Records drawn from a dataset:

PR #182, opened 2022-03-11
Add helper for running multiple statements

wirelyre:
Hello!

I wanted something like Python's [`executescript`](https://docs.python.org/3/library/sqlite3.html#sqlite3.Cursor.executescript) so I looked into porting it.

It turns out that SQLite already has a convenience method for this, [`sqlite3_exec`](https://sqlite.org/c3ref/exec.html).

If this had been in the interface, I would have saved quite a bit of time debugging. So I hope this will be merged eventually!

## Things left to do
* Rebuild the WASM
* Document the method better
* Add test?
* Wrap in `TRANSACTION`?

Python's implementation looks like [this](https://github.com/python/cpython/blob/5b1b9eacb92dd47d10793a8868246df6ea477ed6/Modules/_sqlite/cursor.c#L713-L777). I think it's complicated because of threading. It also runs `COMMIT` first, but I don't think this library has an auto-commit feature.

I didn't commit the WASM myself because my computer didn't make an identical build on `master` and I didn't want to do it wrong.

### DIFF
--- a/build/sqlite.d.ts
+++ b/build/sqlite.d.ts
@@ -19,7 +19,7 @@ export interface Wasm {
   finalize: (stmt: StatementPtr) => number;
   reset: (stmt: StatementPtr) => number;
   clear_bindings: (stmt: StatementPtr) => number;
-  run_multiple: (sql: StringPtr) => number;
+  exec: (sql: StringPtr) => number;
   bind_int: (stmt: StatementPtr, idx: number, value: number) => number;
   bind_double: (stmt: StatementPtr, idx: number, value: number) => number;
   bind_text: (stmt: StatementPtr, idx: number, value: StringPtr) => number;
--- a/build/sqlite.d.ts
+++ b/build/sqlite.d.ts
@@ -19,6 +19,7 @@ export interface Wasm {
   finalize: (stmt: StatementPtr) => number;
   reset: (stmt: StatementPtr) => number;
   clear_bindings: (stmt: StatementPtr) => number;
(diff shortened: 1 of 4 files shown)


dyedgreen (changes requested):
This is awesome 🤩

I have left a few small nits/bikeshed comments about the naming, but I think generally, this looks really good!

Regarding your things left to do:
- You don't have to commit it / shouldn't commit it, since we have CI to auto-rebuild and commit an updated version, so whatever you do get's overwritten anyways 😄
- Re documenting the method better: I've left a few code review comments
- We should add a test, but it doesn't have to be too fancy. Can we add one which does something like:
   * Create a table; insert some rows in one `execute`, then load back the rows and assert on them
   * Have an `execute` which fails to parse/has some error and assert it throws
- I don't think we should wrap it in an implicit transaction. If you don't want a transaction, this makes the API unusable, but if you want one it's easy enough to just add `BEGIN TRANSACTION` to the SQL / call the method from within `db.transaction()`

wirelyre:
Great review! :-)

wirelyre:
Sorry, I tried to rename the branch but GitHub didn't like it.

dyedgreen (commented):
LGTM 💯

dyedgreen (approved):

dyedgreen:
Awesome work, thank you so much! 😊

I'll merge it once ci passes

wirelyre:
Thanks!

PR #184, opened 2022-03-19
Fix doc for queryEntries

patrickpang:
Fix example code in doc for queryEntries


dyedgreen (approved):
Thanks for spotting this!

PR #203, opened 2022-08-25
Upgrade SQLite and WASI (compiler)

dyedgreen:
Bump the SQLite version to `3.39.2` and the WASI compiler version to `16.0`


Melkaz:
Sorry to bother with such a dumb question: is there a way to show the version of SQLite bundled with this package ?

Thanks,

PR #597, opened 2023-03-20
added filenames option for urls with file names

EddieLF:
This change is for when signed urls are provided with filenames as well.

e.g. in a signed_urls.txt file:

Participant_007.tar.gz https://foo.com.au/abc123?domain=garvan.org.au

Will name the file from the signed url 'Participant_007.tar.gz'


MattWellie:
The Concept works, but it will need a tweak - 

```
>>> with open('afile.txt') as handle:
...     print(handle.readlines())
...     print(handle.readlines())
...
['line1\n', 'line2\n']
[]
```

You can't run `readlines()` twice, as you already seek to the end of the file, leaving no further content to read. 

You can do `file.seek[0]` to reset the point you're reading from, or fit this into one iteration which would probably be neater

MattWellie (approved):

PR #601, opened 2023-03-24
Untar to disk

EddieLF:
This change swaps the `extractfile` method on the tar members to `extract`. 
This passes the extracted object to the disk, rather than keeping it in memory. From the disk, the file can be uploaded to the blob path in the bucket from the location it was saved to disk.


MattWellie (approved):
LGTM

PR #604, opened 2023-03-24
shuffle original script with a wrapper

MattWellie:
this is a concept PR, feel free to ignore or rewrite - 

-  The wrapper script is called as an analysis-runner job
- This parses the given directory for all the available TAR.GZ files, storing the name and size
    - The stored size is the greater of (size in GB * 2), or 30
- For each of those TAR archives:
    - create a batch job with 2 cores (?)
    - authenticate the job so that it will be able to communicate with GCP
    - assign the required amount of storage
    - create a single unpack/upload job (the core method from your previous workflow, but as a dedicated script)
    - each job may also need the `copy_common_env` method called to copy in any required environment variables... unsure
- run the collected batch jobs

Reasoning: 

- this encourages parallel unpack/uploads if there are multiple TAR files
- storage for each job is appropriate to the volume of data being unpacked
- ???
- PROFIT!

Bad things...?: 

- This assigns a high minimum storage volume, but for a small TAR file the job would also be near instant, so a negligible instance cost
- In a hypothetical situation where a directory contains a billion TAR files, this would try to spawn a billion batch jobs and that probably won't work

### DIFF
--- a/scripts/untar_gz_files.py
+++ b/scripts/untar_gz_files.py
@@ -2,143 +2,85 @@
 
 
 """
-Given a gcp directory, extract all .tar.gz files in the directory
-into output_dir defined in the call to analysis runner
+Given a single TAG.GZ, extract and upload
 """
 
 import logging
 import os
-import re
 import subprocess
 import sys
 import click
 
 # pylint: disable=E0401,E0611
-from cpg_utils.config import get_config
 from google.cloud import storage
-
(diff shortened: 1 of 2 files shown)


EddieLF:
This is really great stuff Matt, its good to see an example of creating jobs with their own resources in a batch. Thanks for sharing, I'll test this out and hopefully apply it to the main buckets soon.

PR #605, opened 2023-03-27
recursively iterate through extracted paths

EddieLF:
Unfortunately, the tarballs containing sequence data contained subdirectories, which the code could not handle. 

I've refactored the block to use Pathlib's `rglob('*')` which recursively returns everything in a directory. We then iterate through the returned paths and discard any that are a directory, leaving only file paths.

Then we take the base file names from the paths, and use these to create our output blobs in the `/subdir/extracted` folder of the bucket. We upload to each blob from the full path to the extracted file on the disk.

### DIFF
--- a/scripts/untar_gz_files.py
+++ b/scripts/untar_gz_files.py
@@ -7,6 +7,7 @@ Given a single TAG.GZ, extract and upload
 
 import logging
 import os
+import pathlib
 import subprocess
 import sys
 import click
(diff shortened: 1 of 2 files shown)


scripts/untar_gz_files.py
```diff
@@ -52,27 +53,28 @@ def main(bucket: str, subdir: str, blob_name: str, outdir: str):
...
+    extracted_from_tarball = pathlib.Path(f'./{subdir}/extracted')
+    all_extracted_paths = [
+        str(path) for path in list(extracted_from_tarball.rglob('*'))
+    ]
+
+    # Discard paths that are directories, keep paths to files
+    extracted_file_paths = []
+    for extracted_path in all_extracted_paths:
+        if not os.path.isdir(extracted_path):
+            extracted_file_paths.append(extracted_path)
```
MattWellie, line 66: Chuck all this in a conditional list comprehension

```suggestion
    extracted_file_paths = [
        str(path) for path in extracted_from_tarball.rglob('*') 
        if not path.is_dir()
    ]
```

MattWellie:
Conceptual question - it looks like we're un-tarring data we're being sent, then (potentially) ignoring some of it... Is this going to cause problems downstream?

Disclaimer - I don't know how important it is that the data we send/upload is in a single directory.

Instead of doing an un-tar, then a glob, then discarding directories, you could un-tar then do an `os.walk`

```bash
(base) ╭─mwelland@C02G74NGQ05N ~
╰─➤  tree pigs
pigs # top level dir
├── fly # file
└── when  # dir
    └── scoot  # file
```

```python
from os import walk

list(os.walk('pigs'))
>>> [('pigs', ['when'], ['fly']), ('pigs/when', [], ['scoot'])]
```

I haven't used it much, but it should break out a directory traverse by 'level', showing files and nested directories at each level. This would be useful if we do want to ensure that all files are found (instead of running a `glob('*')`, followed by a `glob('*/*')`, etc.

MattWellie (approved):

PR #611, opened 2023-03-28
Hail Batch reads input, set concurrency cap

MattWellie:
This throws a lot of stuff at the wall to see what sticks, feel free to edit/ignore

1. Uses all the available git-job setup methods from `cpg_utils.git` (i.e. the repo, hash, organisation etc. are all determined based on the _current_ commit/location)
2. When `tar.gz` files are found, store their full paths, instead of path-within-bucket
3. Pulls out the job setup method calls into a dedicated method (unchanged behaviour, just rearranged in code)
5. Reads each blob-ject into each batch job in advance (should preclude failures from copying the data into the root partition)
6. Creates an output directory for each job, which becomes the extracted data directory (e.g. instead of `./storage/extracted` which could lead to clogging the root partition. Based on [This Page](https://hail.is/docs/batch/api/batch/hailtop.batch.job.Job.html#hailtop.batch.job.Job.storage) I think all ResourceFiles are mounted at /io, which is where the requested storage volume should be mounted. i.e. this should force Hail Batch into attaching the requested storage, writing the tar file into it, and unpacking the data into it, leaving the root partition unscathed)
7. changes `input_bucket` to `bucket_client` - semantics, but this approach would no longer pull input from that bucket


scripts/unzip_wrapper.py
```diff
@@ -94,24 +129,19 @@ def main(search_path: str):
...
-        prepare_git_job(
-            job,
-            organisation='populationgenomics',
-            repo_name='analysis-runner',
-            commit=COMMIT_HASH,
-        )
+        job = set_up_batch_job(blobname, blobsize)
+
+        # read this blob into the batch
+        batch_blob = get_batch().read_input(path=blobname)
```
EddieLF, line 135: From the Hailbatch docs: 
>read_input(self, path: str) -> _resource.InputResourceFile:

        Create a new input resource file object representing a single file.

        .. warning::

            To avoid expensive egress charges, input files should be located in buckets
            that are multi-regional in the United States because Batch runs jobs in any
            US region.

I think we can safely ignore this warning because our Hail batch cluster is located in Aus, but just thought I'd flag it.

MattWellie: Hmm, I think this is a fault in the documentation... The warning is valid for most circumstances, but we host our own local instance so this is not relevant to us. AFAIK we may be the only Hail Batch deployment outside the core team in the US...

EddieLF:
> 5. Creates an output directory for each job, which becomes the extracted data directory

I'm confused at how this is being done. `job.extracted` is passed to the click `--extracted` option. How is this forcing the job to mount the storage on `/io`? 

I might be thinking too simplistically, but can we pass something like `/io/extracted` to the `--extracted` option to force the storage to mount there?

MattWellie:
I wrote a big thing that didn't really answer your question... Posted on Slack. More concise answer here (hopefully)

When you use `job.name`, Hail Batch substitutes that out for a path `/io/batch/job/name` - the usual use-case is so that Hail knows where to retrieve files from if you want to copy results out after a batch completes.

The structure of the extracted path as a String here would be `/io/batch/batch_hash/outputs/output_hash/extracted`, which provides a path in the correct location, exclusive to this job. It's impossible AFAIK to know the hashes in advance, so making Hail do it keeps each job's data segregated.

scripts/unzip_wrapper.py
illusional: MSFT also have a deployment, but we were the only for a while

MattWellie:
I don't remember what this was trying to solve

DIRECTIONS: Lines from the top of the entries through the line with "I wanted something" are to be transcribed exactly, and nothing more.

SOLUTION:
PR #182, opened 2022-03-11
Add helper for running multiple statements

wirelyre:
Hello!

I wanted something like Python's [`executescript`](https://docs.python.org/3/library/sqlite3.html#sqlite3.Cursor.executescript) so I looked into porting it.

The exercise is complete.